Au fond, le digne Chat resta gaulois et classique. Il eut du bon sens. Quand il choisit Francisque Sarcey pour son oncle, ce ne fut point ironie pure. Quelques-uns des Schaunards de cette bohème tempérée furent ornés des palmes académiques. Le Chat eut l'honneur d'être loué un jour sous la coupole de l'Institut. Il tenait à l'opinion du Temps et du Journal des Débats. Son idéalisme n'a jamais «coupé» ni dans la «Rose✝Croix», ni dans la poésie symboliste. Il a raillé celle-ci,—oh! les étonnants vers amorphes de Franck Nohain!—comme il avait décrié d'abord le naturalisme de Médan.

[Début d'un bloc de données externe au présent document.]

PR #2267, opened 2016-12-04
Support mingw cross-compilation

JayFoxRox:
This involves 3 kind of changes:

- Lowercase spelling for includes (`Windows.h` and `WinSock2.h`)
- Use of gcc intrinsics (Old check was for `_WIN32`, not the compiler)
- Use of forward slashes as path seperator (present in *.rc files, used for exe icon path)

Additionally I decided to update the icon name in the rc files.
One was kind of arbritrary, the other one referenced GLFW which we aren't even using anymore.

---

This currently does not pack SDL2 or Qt5 dependencies properly (which is done conditionally for MSVC builds). I intend to do this in a follow-up PR as we still have various Qt version checks which I'd like to remove anyway (as chances are very slim we'll ever support Qt4 or below again).
It's also not a cross-compile issue, but rather a lack in the original mingw support.

### DIFF
--- a/src/citra/citra.cpp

Puis, le Chat-Noir a été patriote, et chauvin, et grognard. Comme la vogue des «gigolettes», et comme la piété vague et veule qui nous émeut sur les Madeleines et sur les Izéyls, la napoléonite qui nous travaille est un peu venue de lui. Vous vous rappelez l'Épopée, de Caran d'Ache. Le Chat, sur quelques menus points, fut un précurseur.

Il a, avec ce même Caran d'Ache, avec Willette et Steinlen, rajeuni la «caricature» (j'emploie ce mot devenu impropre, faute d'un meilleur). Et il a restauré, en lui donnant une forme neuve, la «vieille gaieté française».

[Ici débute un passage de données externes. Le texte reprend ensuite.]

PR #2274, opened 2016-12-06
Drop framebuffer completeness check.

degasus:
This OpenGL call synchronize the worker thread of the nvidia blob.
It can be verified on linux with the __GL_THREADED_OPTIMIZATIONS=1 environment variable.
Those errors should not happen on tested drivers.

### DIFF
--- a/src/video_core/renderer_opengl/gl_rasterizer_cache.cpp
+++ b/src/video_core/renderer_opengl/gl_rasterizer_cache.cpp
@@ -103,7 +103,7 @@ static void MortonCopyPixels(CachedSurface::PixelFormat pixel_format, u32 width,
     }
 }
 
-bool RasterizerCacheOpenGL::BlitTextures(GLuint src_tex, GLuint dst_tex,
+void RasterizerCacheOpenGL::BlitTextures(GLuint src_tex, GLuint dst_tex,
                                          CachedSurface::SurfaceType type,
                                          const MathUtil::Rectangle<int>& src_rect,
                                          const MathUtil::Rectangle<int>& dst_rect) {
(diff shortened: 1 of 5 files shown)


linkmauve:
The original reason for these checks was that a Mesa bug was preventing complete framebuffers from being used if there wasn’t a `glCheckFramebufferStatus()` call before the draw call.  It would manifest with a black screen on e.g. the Stock Pot Inn scene in MM3D’s intro.

I can’t find either the Mesa bug number or our tracking issue anymore though, it’s probably from long ago, and we don’t have any driver bug workaround system like in Dolphin, so LGTM (or even better, totally removing the checks since `GL_KHR_debug` should already give us that information).

JayFoxRox:
The original patch for the [issue mentioned / reported](https://bugs.freedesktop.org/show_bug.cgi?id=94148) by linkmauve ended up in [Mesa 12.0.2](http://www.mesa3d.org/relnotes/12.0.2.html) .

src/video_core/renderer_opengl/gl_rasterizer_cache.cpp
```diff
@@ -158,21 +158,14 @@ bool RasterizerCacheOpenGL::BlitTextures(GLuint src_tex, GLuint dst_tex,
...
     }
 
-    bool can_blit = OpenGLState::CheckFBStatus(GL_READ_FRAMEBUFFER) == GL_FRAMEBUFFER_COMPLETE &&
-                    OpenGLState::CheckFBStatus(GL_DRAW_FRAMEBUFFER) == GL_FRAMEBUFFER_COMPLETE;
-
-    if (can_blit) {
-        glBlitFramebuffer(src_rect.left, src_rect.top, src_rect.right, src_rect.bottom,
-                          dst_rect.left, dst_rect.top, dst_rect.right, dst_rect.bottom, buffers,
-                          buffers == GL_COLOR_BUFFER_BIT ? GL_LINEAR : GL_NEAREST);
-    }
```
yuriks: This test might be necessary, because we don't have a whitelist of valid blit sources/destinations. We use RGBA for all textures though (which is something we may or may not want to change later) so you'd only have to check against color<->depth/stencil surfaces I think.

degasus: Are you talking about TryBlitSurfaces? This function here will always return true on conform drivers.

yuriks: Ah, yes I was, sorry.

Car il eut pour nourrisson le bienfaisant Alphonse Allais. (Je veux nommer aussi, tout au moins, Georges Auriol, ne pouvant les nommer tous.) Allais vaudrait, à lui seul, une étude. Allais a certainement enrichi l'art du coq-à-l'âne et de l'absurdité méthodique. Toujours le burlesque a suivi les évolutions de la littérature dite sérieuse. De même que la fantaisie de Cyrano de Bergerac répercute tout le pédantisme fleuri du temps de Louis XIII, de même qu'un grand nombre des facéties de Duvert et de Labiche supposent le romantisme: ainsi les écritures bizarres d'Alphonse Allais, par leurs tics, clichés et allusions, par le tour indéfinissable de leur rhétorique et de leur «maboulisme», impliquent toute l'anarchie littéraire de ces quinze dernières années...

(Laissez-moi ouvrir ici une parenthèse. Quelques types curieux florirent dans cet illustre cabaret. Tel, le pianiste Albert Tinchant. Il n'était pas sobre, mais il était doux; il faisait de petits vers tendres et langoureux, pas très bons. Pendant cinq ou six ans, il vécut sans jamais avoir un sou dans sa poche, très heureux. Son incuriosité fut telle, ou sa pauvreté, qu'il ne trouva pas le moment—ou le moyen—d'aller, en 1889, voir l'Exposition. Le trait me semble rare. Tinchant mourut à l'hôpital. Il avait été autrefois, en rhétorique, un de mes meilleurs élèves. Jamais il ne me demanda rien, qu'une mention dans ma chronique dramatique. Celui-là était un bohème-né, un bohème authentique. Je suis bien fâché qu'il n'ait pas eu de génie.)

Vous avez vu tout ce que nous devons au Chat-Noir. Ce chat éclectique, qui sut réconcilier la bourgeoisie et la bohème, forcer les gens du monde à payer, très cher, tant de bocks, et tantôt les attendrir sur des histoires pieuses, tantôt les scandaliser avec modération et leur donner l'illusion qu'ils s'encanaillaient; ce chat qui sut faire vivre ensemble le Caveau et la Légende dorée, ce chat socialiste et napoléonien, mystique et grivois, macabre et enclin à la romance, fut un chat «très parisien» et presque national. Il exprima à sa façon l'aimable désordre de nos esprits. Il nous donna des soirées vraiment drôles.